PR #4995, opened 2024-06-21
EES-5170: Update geospatial boundary data import process to handle GeoJSON files

tomjonesdev:
The current process for implementing new geospatial boundary data requires a developer to complete several manual steps, using various tools, to convert shapefile data into the GeoJSON format used by EES each time new data is published.

This work adds a section to the administrative portal which allows BAU users to manage the data themselves, removing the dependency on a developer and streamlining the overall process. This section allows users to view the current levels, amend their labels, and upload new data files as they become available.


src/GovUk.Education.ExploreEducationStatistics.Data.Model/Repository/BoundaryLevelRepository.cs
```diff
@@ -18,9 +19,32 @@ public BoundaryLevelRepository(StatisticsDbContext context)
...
 
+        public async Task<IEnumerable<BoundaryLevel>> Get()
+        {
+            return await _context.BoundaryLevel.ToListAsync();
+        }
+
         public Task<BoundaryLevel?> Get(long id)
         {
-            return _context.BoundaryLevel.SingleOrDefaultAsync(level => level.Id == id);
+            return id == 0
```
mmyoungman, line 29: Why is it important that the id not be 0?

src/GovUk.Education.ExploreEducationStatistics.Common/Utils/BoundaryDataUtils.cs
```diff
@@ -0,0 +1,40 @@
...
+            .ToString()
+            .Equals("OBJECTID", StringComparison.InvariantCultureIgnoreCase);
+
+        var nameIndex = propertiesContainsObjectId ? 2 : 1;
+        var codeIndex = propertiesContainsObjectId ? 1 : 0;
+
+        var nameKey = properties.ElementAt(nameIndex).Key;
+        var codeKey = properties.ElementAt(codeIndex).Key;
+
+        if (!nameKey.EndsWith("NM", StringComparison.OrdinalIgnoreCase))
```
mmyoungman, line 23: I don't know if it's worth adding a comment for someone to understand why this is necessary. Same for the `CD` check.

src/explore-education-statistics-admin/src/pages/bau/BoundaryDataPage.tsx
```diff
@@ -0,0 +1,198 @@
...
+          </dl>
+
+          <h2 className="govuk-heading-lg">Level codes</h2>
+          <dl
+            className={classNames(
+              styles.glossarySection,
+              styles.boundaryLevels,
+            )}
+          >
+            <dt>EDA</dt>
```
mmyoungman, line 67: Can we use `locationsLevelsMap` here rather than hardcoding these? Could add the code (`EDA` or whatever) to `locationsLevelsMap` and then just loop over them all. This way if someone adds another location type in the future, they're less likely to miss adding it here.

src/explore-education-statistics-admin/src/pages/bau/BoundaryDataPage.tsx
```diff
@@ -0,0 +1,198 @@
...
+      <LoadingSpinner
+        loading={isLoadingBoundaryLevels}
+        text="Loading boundary levels"
+      >
+        <Details summary="Glossary" id="glossary">
+          <h2 className="govuk-heading-lg">Boundary types</h2>
+          <dl
+            className={classNames(styles.glossarySection, styles.boundaryTypes)}
+          >
+            <dt>BFC</dt>
```
mmyoungman, line 35: Is there any chance the frontend is going to want access to these boundary type descriptions in other places? If so I'd consider creating something like `locationsLevelsMap` for boundary types, and then using that to display them here.

src/explore-education-statistics-admin/src/pages/bau/BoundaryDataUploadPage.tsx
```diff
@@ -0,0 +1,157 @@
...
+              >
+                <FormGroup>
+                  <FormFieldSelect<FormValues>
+                    id="boundaryLevel"
+                    name="boundaryLevel"
+                    label="Select boundary level"
+                    className="govuk-!-width-one-third"
+                    options={[
+                      { value: '', label: '' },
+                      {
```
mmyoungman, line 72: I'd also be inclined to use `locationLevelsMap` here.

mmyoungman (changes requested):

src/GovUk.Education.ExploreEducationStatistics.Admin/Controllers/Api/Statistics/BoundaryDataController.cs
```diff
@@ -0,0 +1,95 @@
...
+    [HttpGet("boundary-data/levels")]
+    public async Task<ActionResult<List<BoundaryLevelViewModel>>> GetBoundaryLevels()
+    {
+        var levels = await _boundaryLevelService.Get();
+
+        return Ok(levels);
+    }
+
+    [HttpGet("boundary-data/levels/{id}")]
+    public async Task<ActionResult<List<BoundaryLevelViewModel>>> GetBoundaryLevel(long id)
```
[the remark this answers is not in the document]
tomjonesdev: The boundary level ID on the database is a `long` for some reason, this avoided the need to convert an `int` to a `string` then parse it to a `long`.

src/GovUk.Education.ExploreEducationStatistics.Admin/Controllers/Api/Statistics/BoundaryDataController.cs
```diff
@@ -0,0 +1,95 @@
...
+
+    [HttpGet("boundary-data/levels")]
+    public async Task<ActionResult<List<BoundaryLevelViewModel>>> GetBoundaryLevels()
+    {
+        var levels = await _boundaryLevelService.Get();
+
+        return Ok(levels);
+    }
+
+    [HttpGet("boundary-data/levels/{id}")]
```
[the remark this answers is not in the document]
tomjonesdev: Will that constraint not cause issues with consumers trying to hit the endpoint? It's not common for IDs to be `long`

src/GovUk.Education.ExploreEducationStatistics.Data.Model.Tests/Repository/BoundaryDataRepositoryTests.cs
```diff
@@ -0,0 +1,58 @@
...
+public sealed class BoundaryDataRepositoryTests : IDisposable
+{
+    private readonly DbContextOptions<StatisticsDbContext> _contextOptions;
+    private readonly SqliteConnection _connection;
+    private readonly StatisticsDbContext _context;
+    private readonly BoundaryDataRepository _sut;
+
+    public BoundaryDataRepositoryTests()
+    {
+        _connection = new SqliteConnection("Filename=:memory:");
```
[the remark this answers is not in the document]
tomjonesdev: Yeah I was just trying it out, it's easy enough to switch over. I didn't get round to finishing tests or adding integration tests before going off, so this aspect was very much a WIP.

src/GovUk.Education.ExploreEducationStatistics.Data.Model/Repository/BoundaryLevelRepository.cs
tomjonesdev: `0` implies a value wasn't provided, the default for a numeric value type.

src/GovUk.Education.ExploreEducationStatistics.Admin/Controllers/Api/Statistics/BoundaryDataController.cs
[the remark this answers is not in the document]
mmyoungman: I'm not 100%, but I assumed that was a hint to the model binder to turn the id included in the route into a long - although it's not really necessary as the model binder can infer the type from the controller method's arguments, but we generally add the type to the route string as well, for whatever reason.

src/explore-education-statistics-admin/src/pages/bau/BoundaryDataPage.tsx
tomjonesdev: Possibly, wasn't aware of that so I'll have a look how it's used elsewhere to make sure adding another property doesn't break stuff.

YAGNI principle put me off adding reusability complexity to some of this work, that's why most of the view stuff is in one file.

src/GovUk.Education.ExploreEducationStatistics.Data.Model/Repository/BoundaryLevelRepository.cs
```diff
@@ -29,5 +53,23 @@ public IEnumerable<BoundaryLevel> FindByGeographicLevels(IEnumerable<GeographicL
...
+        public async Task<BoundaryLevel> Create(
+            GeographicLevel level,
+            string label,
+            DateTime published)
+        {
+            var newBoundaryLevel = await _context.BoundaryLevel.AddAsync(new()
+            {
+                Level = level,
+                Label = label,
+                Created = DateTime.UtcNow,
```
benoutram, line 66: We haven't been setting any created values explicitly recently because we have interfaces in `Timestamps.cs` which can be used which when present mean the entities get `Created` or `Created` and `Updated` values set automatically.

It should be just a case of changing `BoundaryLevel` to `public class BoundaryLevel : ICreatedTimestamp<DateTime>`.

Since they can now be updated too when labels change you could consider using `ICreatedUpdatedTimestamp<DateTime,DateTime?>` . This will force you to add a `DateTime? Updated` property and then you will need to recreate your database migration to add the new column.

src/GovUk.Education.ExploreEducationStatistics.Data.Model/Repository/BoundaryLevelRepository.cs
```diff
@@ -18,9 +19,32 @@ public BoundaryLevelRepository(StatisticsDbContext context)
...
+            {
+                throw new ArgumentNullException(nameof(id));
+            }
+
+            var level = await _context.BoundaryLevel.FindAsync(id)
+                ?? throw new KeyNotFoundException();
+
+            level.Label = label;
+            await _context.SaveChangesAsync();
         }
```
benoutram, line 48: See comment left on `Create` about adding an `Updated` datetime to audit when these get updated.

src/GovUk.Education.ExploreEducationStatistics.Data.Model/Repository/BoundaryLevelRepository.cs
benoutram: I agree with @mmyoungman, this seems a bit strange to me. I'd expect trying to get an id that's not found in the database to ultimately return a 404 rather than an exception.

src/GovUk.Education.ExploreEducationStatistics.Admin/Controllers/Api/Statistics/BoundaryDataController.cs
```diff
@@ -0,0 +1,95 @@
...
+    private readonly IBoundaryDataService _boundaryDataService;
+    private readonly IBoundaryLevelService _boundaryLevelService;
+
+    public BoundaryDataController(
+        IBoundaryDataService boundaryDataService,
+        IBoundaryLevelService boundaryLevelService)
+    {
+        _boundaryDataService = boundaryDataService;
+        _boundaryLevelService = boundaryLevelService;
+    }
```
benoutram, line 31: You could neaten this up with a primary constructor here so this all becomes

```csharp
public class BoundaryDataController(
    IBoundaryDataService boundaryDataService,
    IBoundaryLevelService boundaryLevelService)
    : ControllerBase
```

src/GovUk.Education.ExploreEducationStatistics.Admin/Controllers/Api/Statistics/BoundaryDataController.cs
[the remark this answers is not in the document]
benoutram: It will mean that if the value is not a valid _whatever-the-type-is_, then the route will not be matched and the caller will get a 404, which I think is a good thing.

src/GovUk.Education.ExploreEducationStatistics.Admin/Services/BoundaryLevelService.cs
```diff
@@ -0,0 +1,66 @@
...
+
+public class BoundaryLevelService : IBoundaryLevelService
+{
+    private readonly IBoundaryLevelRepository _boundaryLevelRepository;
+
+    public BoundaryLevelService(
+        IBoundaryLevelRepository boundaryLevelRepository)
+    {
+        _boundaryLevelRepository = boundaryLevelRepository;
+    }
```
benoutram, line 21: You could neaten this up by using a primary constructor so this is replaced by

```csharp
public class BoundaryLevelService(IBoundaryLevelRepository boundaryLevelRepository) : IBoundaryLevelService
```

I would also be tempted to not use a repository and depend on `StatisticsDbContext` directly for these non-complex CRUD operations.

src/GovUk.Education.ExploreEducationStatistics.Admin/ViewModels/Statistics/BoundaryLevelUpdateRequest.cs
```diff
@@ -0,0 +1,8 @@
+namespace GovUk.Education.ExploreEducationStatistics.Admin.ViewModels.Statistics;
+
+public class BoundaryLevelUpdateRequest
+{
+    public int Id { get; set; }
```
benoutram, line 5: The type here should match the type of `BoundaryLevel.Id` so `long` rather than `int`.

src/GovUk.Education.ExploreEducationStatistics.Admin/ViewModels/Statistics/BoundaryLevelUpdateRequest.cs
```diff
@@ -0,0 +1,8 @@
...
+
+    public string Label { get; set; }
```
benoutram, line 7: You could consider adding some Fluent validation to this request type.
I've not seen yet if you enforce a minimum label in the FE but if you do it can be enforced here too like so...

(not tested! 🙂 )

```csharp
    public class Validator : AbstractValidator<BoundaryLevelUpdateRequest>
    {
        public Validator()
        {
            RuleFor(request => request.Id)
                .GreaterThan(0);

            RuleFor(request => request.Label)
                .NotEmpty()
                .MaximumLength(5);
        }
    }
```

src/GovUk.Education.ExploreEducationStatistics.Admin/Services/BoundaryLevelService.cs
```diff
@@ -0,0 +1,66 @@
...
+    {
+        if (id == 0)
+        {
+            throw new ArgumentNullException(nameof(id));
+        }
+
+        if (string.IsNullOrWhiteSpace(label))
+        {
+            throw new ArgumentNullException(nameof(label));
+        }
```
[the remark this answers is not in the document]
benoutram: Also see the comment I've left on `BoundaryLevelUpdateRequest.cs` with an example of doing the validation there using FluentValidation which would replace all this.

src/GovUk.Education.ExploreEducationStatistics.Admin/ViewModels/Statistics/BoundaryLevelViewModel.cs
```diff
@@ -0,0 +1,14 @@
+using System;
+
+namespace GovUk.Education.ExploreEducationStatistics.Admin.ViewModels.Statistics;
+
+public class BoundaryLevelViewModel
+{
+    public long Id { get; set; }
+
+    public string Level { get; set; }
```
benoutram, line 9: Rather than using `string` here I would change the type to be `GeographicLevel`. That way it's more obvious what the values of `Level` are going to be and it constrains it to those values rather than an arbitrary string.

I think you will need to annotate it like so

```csharp
[JsonConverter(typeof(StringEnumConverter), typeof(CamelCaseNamingStrategy))]
public required GeographicLevel Level { get; init; }
```

src/GovUk.Education.ExploreEducationStatistics.Admin/Startup.cs
```diff
@@ -80,6 +83,7 @@
 using DataGuidanceService = GovUk.Education.ExploreEducationStatistics.Admin.Services.DataGuidanceService;
 using DataSetService = GovUk.Education.ExploreEducationStatistics.Admin.Services.Public.Data.DataSetService;
 using GlossaryService = GovUk.Education.ExploreEducationStatistics.Admin.Services.GlossaryService;
+using HeaderNames = Microsoft.Net.Http.Headers.HeaderNames;
```
benoutram, line 86: Not sure what this is, could it simply be `using Microsoft.Net.Http.Headers;`?

src/GovUk.Education.ExploreEducationStatistics.Admin/Startup.cs
```diff
@@ -1,8 +1,5 @@
 #nullable enable
-using System;
-using System.Collections.Generic;
-using System.Threading;
-using System.Threading.Tasks;
+using Azure.Core;
```
benoutram, line 2: I don't think this is being used.

src/GovUk.Education.ExploreEducationStatistics.Admin/ViewModels/Statistics/BoundaryLevelViewModel.cs
```diff
@@ -0,0 +1,14 @@
...
+
+    public string Label { get; set; }
+
+    public DateTime Published { get; set; }
```
benoutram, line 13: Similar comments to those I left on `BoundaryLevelUpdateRequest`, i.e. you could use `record` instead of `class` here, you could use the `required` keyword and all the `set` properties could be replaced with `init`.

It would look a bit like this

```csharp
public record BoundaryLevelViewModel
{
    public required long Id { get; init; }

    public required GeographicLevel Level { get; init; }

    public required string Label { get; init; }

    public required DateTime Published { get; init; }
}
```

src/explore-education-statistics-admin/src/pages/bau/BoundaryDataPage.tsx
mmyoungman: I think I'm keen on it because we have had to add new location types multiple times and I think every time we've missed updating one place or another, so I think anything to reduce that burden is worthwhile.

src/GovUk.Education.ExploreEducationStatistics.Data.Model/GovUk.Education.ExploreEducationStatistics.Data.Model.csproj
```diff
@@ -11,6 +11,7 @@
   </ItemGroup>
 
   <ItemGroup>
+	<PackageReference Include="GeoJSON.Net" Version="1.2.19" />
```
benoutram, line 14: Looks like an alignment issue here or in this file as it's not formatted in-line with the other elements, but also see the comment I left in Admin.csproj about using `GeoJSON.Text` instead.

src/GovUk.Education.ExploreEducationStatistics.Data.Model/Repository/GeoJsonRepository.cs
```diff
@@ -34,31 +34,31 @@ public class GeoJsonRepository : IGeoJsonRepository
...
         }
 
-        private IEnumerable<GeoJson> FindAndCache(long boundaryLevelId, IEnumerable<string> codes)
+        private IEnumerable<BoundaryData> FindAndCache(long boundaryLevelId, IEnumerable<string> codes)
         {
-            var geoJsonList = _context.GeoJson.Where(geoJson =>
-                geoJson.BoundaryLevelId == boundaryLevelId &&
+            var geoJsonList = _context.BoundaryData.Where(geoJson =>
+                geoJson.BoundaryLevel.Id == boundaryLevelId &&
                 codes.Contains(geoJson.Code)).ToList();
```
benoutram, line 41: I think this query on the `BoundaryData` table would benefit from having an index on the `Code` column which doesn't exist in the configuration you've applied to it so far.

src/GovUk.Education.ExploreEducationStatistics.Data.Model/Database/StatisticsDbContext.cs
```diff
@@ -102,6 +102,7 @@ private void Configure(int? timeout = null, bool updateTimestamps = true)
             }
         }
 
+        public DbSet<BoundaryData> BoundaryData { get; set; } = null!;
```
benoutram, line 105: I think you can delete the `GeoJson` type now mentioned in L113 below and the reference to the `geojson` view in method `ConfigureGeoJson`.

src/GovUk.Education.ExploreEducationStatistics.Data.Model/Migrations/20240621123907_EES5170_AddBoundaryDataTable.cs
```diff
@@ -0,0 +1,48 @@
...
+
+#nullable disable
+
+namespace GovUk.Education.ExploreEducationStatistics.Data.Model.Migrations
+{
+    /// <inheritdoc />
+    public partial class EES5170_AddBoundaryDataTable : Migration
+    {
+        /// <inheritdoc />
+        protected override void Up(MigrationBuilder migrationBuilder)
```
benoutram, line 11: I think you can add custom code a the end of this method to drop the `dbo.geojson` view.

You can also delete the `Current_View_geojson.sql` file in the `Migrations` folder.

I think we discussed some other stuff which can eventually be cleaned up at a later date like the `geometry2json` function and the geometry tables so it would be good to create a separate 'tidy-up' ticket for these.

src/GovUk.Education.ExploreEducationStatistics.Admin.Tests/Services/BoundaryLevelServiceTests.cs
```diff
@@ -0,0 +1,95 @@
...
+    //    // Arrange
+    //    _boundaryLevelRepository
+    //        .Setup(blr => blr.Update(
+    //            It.IsAny<long>(),
+    //            It.IsAny<string>()))
+    //        .Returns(Task.CompletedTask);
+
+    //    // Act & Assert
+    //    await Assert.IsAssignableFrom<Task>(async () => await _sut.UpdateLabel(1, "Boundary Level 1 (UPDATED)")).;
+    //}
```
benoutram, line 94: Rather than concentrating on finishing these tests in `BoundaryLevelServiceTests` and `BoundaryDataServiceTests` I would look into rewriting `BoundaryDataControllerTests` as integration tests which then exercise all the functionality in the services and repositories.

See `Admin.Tests.Controller.Api.PublicationControllerTests` as an example.

You can then delete all the service and repository unit tests being added here unless there's anything shared by features which wouldn't be covered by that controller test, or some edge cases which still make sense to be unit tested.

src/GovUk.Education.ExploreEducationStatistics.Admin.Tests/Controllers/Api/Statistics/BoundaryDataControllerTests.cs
※
● WHAT THE TASK REQUIRES:
The expected answer is a copy of each line above containing "then".

● SOLUTION BELOW:
mmyoungman, line 67: Can we use `locationsLevelsMap` here rather than hardcoding these? Could add the code (`EDA` or whatever) to `locationsLevelsMap` and then just loop over them all. This way if someone adds another location type in the future, they're less likely to miss adding it here.
mmyoungman, line 35: Is there any chance the frontend is going to want access to these boundary type descriptions in other places? If so I'd consider creating something like `locationsLevelsMap` for boundary types, and then using that to display them here.
tomjonesdev: The boundary level ID on the database is a `long` for some reason, this avoided the need to convert an `int` to a `string` then parse it to a `long`.
Since they can now be updated too when labels change you could consider using `ICreatedUpdatedTimestamp<DateTime,DateTime?>` . This will force you to add a `DateTime? Updated` property and then you will need to recreate your database migration to add the new column.
benoutram: It will mean that if the value is not a valid _whatever-the-type-is_, then the route will not be matched and the caller will get a 404, which I think is a good thing.
benoutram, line 94: Rather than concentrating on finishing these tests in `BoundaryLevelServiceTests` and `BoundaryDataServiceTests` I would look into rewriting `BoundaryDataControllerTests` as integration tests which then exercise all the functionality in the services and repositories.
You can then delete all the service and repository unit tests being added here unless there's anything shared by features which wouldn't be covered by that controller test, or some edge cases which still make sense to be unit tested.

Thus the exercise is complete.